Building on previous work, an REU student could investigate the effects of variation in stream temperature and flow on the frequency and severity of gregarine parasite infection, and consequences of parasitization on the biology, behavior, and morphology of Calopteryx maculata, the dark-winged damselfly. The work will involve fieldwork, behavioral observations, damselfly collection, and analysis of parasite loads.

Climate Change Effects on the Threatened Pitcher’s Thistle on Lake Michigan Dunes

Brian Scholtens, College of Charleston and Claudia Jolls, East Carolina University

Climate change effects on the threatened Pitcher’s thistle on Lake Michigan dunes

The Laurentian Great Lakes basin houses the world’s largest concentration of freshwater dunes, which in turn support more endemic species than any other part of the basin. Yet, this rich biodiversity is exposed to an unsettling and increasing variety of threats, including climate change and invasive plant and herbivore species. Since 1993, we have studied Cirsium pitcheri, Pitcher’s thistle, a federally threatened plant endemic to the dunes and shorelines of the upper Great Lakes. Because Pitcher's thistle has no means of vegetative reproduction, successful seed set is critical for population persistence and survival of this iconic species. Unfortunately, seed predation by two invasive beetles, Larinus planus and Rhinocyllus conicus, can reduce Pitcher’s thistle seed output by 50-95%.

Pitcher’s thistle is one of several federally listed plant species predicted to be most impacted by climate change. Populations at the southern edge of the species range declined by 50% from 2005-2010. Modeling of the suitable climate envelope predicts contraction of range and a shift east, possibly away from the shores of Lake Michigan to Lake Ontario, where limited dune systems occur. The interactions among climate change, non-target biocontrol impacts, and invasive species are important new threats for Pitcher’s thistle and the dune ecosystem.
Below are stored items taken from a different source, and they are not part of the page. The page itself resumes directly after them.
PR #948, opened 2016-05-07
Make fixes in ChakraCore

digitalinfinity:
The last few commits in ChakraCore Linux branch have broken the NTBUILD build. This fixes those breaks.

### DIFF
--- a/lib/Runtime/Library/CompoundString.cpp
+++ b/lib/Runtime/Library/CompoundString.cpp
@@ -146,7 +146,9 @@ namespace Js
 
     #endif
 
-    CharCount CompoundString::Block::PointerLengthFromCharLength(const CharCount charLength)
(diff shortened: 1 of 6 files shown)


lib/Runtime/Library/CompoundString.cpp
```diff
@@ -146,6 +146,11 @@ namespace Js
 
     #endif
 
+    // ChakraDiag includes CompoundString.cpp as a header file so this method needs to be marked as inline 
+    // to handle that case
+#ifdef IsJsDiag
+    inline
```
curtisman: Use a macro instead?

digitalinfinity: Done

curtisman:
LGTM

PR #1115, opened 2016-06-09
Fix some more unicode related unit tests on Linux

digitalinfinity:
- Removed es5\jx2.js since it was exactly the same as JSON\jx2.js
- Changed JSON\jx2.js to not print out Unicode characters
- Disabled es6\bug_OS_2553885.js since it needs Intl
- Fixed bugs in NormalizeString, IsIdStart and IsIdContinue
- Fixed an unrelated break in disable-jit builds


jianchun:
LGTM

lib/Runtime/PlatformAgnostic/Platform/Linux/UnicodeText.ICU.cpp
```diff
@@ -324,7 +324,9 @@ namespace PlatformAgnostic
             //  * C1_SPACE corresponds to the Unicode Zs category.
             //  * C1_BLANK corresponds to a hardcoded list thats ill-defined.
             // We'll skip that compatibility here and just check for Zs.
-            if ((charTypeMask & U_GC_ZS_MASK) != 0)
+            // We explicitly check for 0xFEFF to satisfy the unit test in es5/Lex_u3.js   
+            if ((charTypeMask & U_GC_ZS_MASK) != 0 ||
+                character == 0xFEFF)
```
obastemur: is it possible to have also `0xFFFE` ?

lib/Runtime/PlatformAgnostic/Platform/Linux/UnicodeText.ICU.cpp
```diff
@@ -42,6 +46,47 @@ namespace PlatformAgnostic
...
+            // converted to utf8. If it can't, see if the error is that
+            // the string is malformed.
+
+            Assert(invalidIndex != nullptr);
+            *invalidIndex = -1;
+            int32_t length = u_strlen(str);
+            int32_t i = 0;
+
+            for (;;)
+            {
```
obastemur: 1 - what happens here if str doesn't have 0 etc. and we end up with an undefined behavior?
2 - can we use size_t/unsigned instead of `int` - `int32_t` ? for `length`, and `i`, also could be nice for invalidIndex ( and reporting invalid index without -1, I don't think we need -1 there though )

digitalinfinity:
Thanks @obastemur @Jianchun. PR updated

PR #1116, opened 2016-06-10
Wasm Block yielding

### LINKED ISSUE #1110: Wasm block yielding
Capture what is the next tmp register for all types when entering the block (do not acquire)
At the end of the block, if we have to yield something, move it to the corresponding location, release everything then yield that location.

Cellule:
Closes #1110
Blocks now move the yielded value to a tmp register after releasing all the tmp register used in the block.
Exiting an eval stack now releases the location of tmp registers.
Added some debugging utils

---
This change is [Reviewable](https://reviewable.io/reviews/microsoft/chakracore/1116)


Cellule:
ping

MikeHolman:
lgtm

Climate change will increase temperature under, at, and above the dune surface. An REU student working with us could ask, for instance, how seed germination will be affected by temperatures under and at the dune surface, or how seed predation by invasive beetles will be affected by temperatures at and above the dune surface. Other project addressing weevil distribution, phenology, and host specificity may also be possible.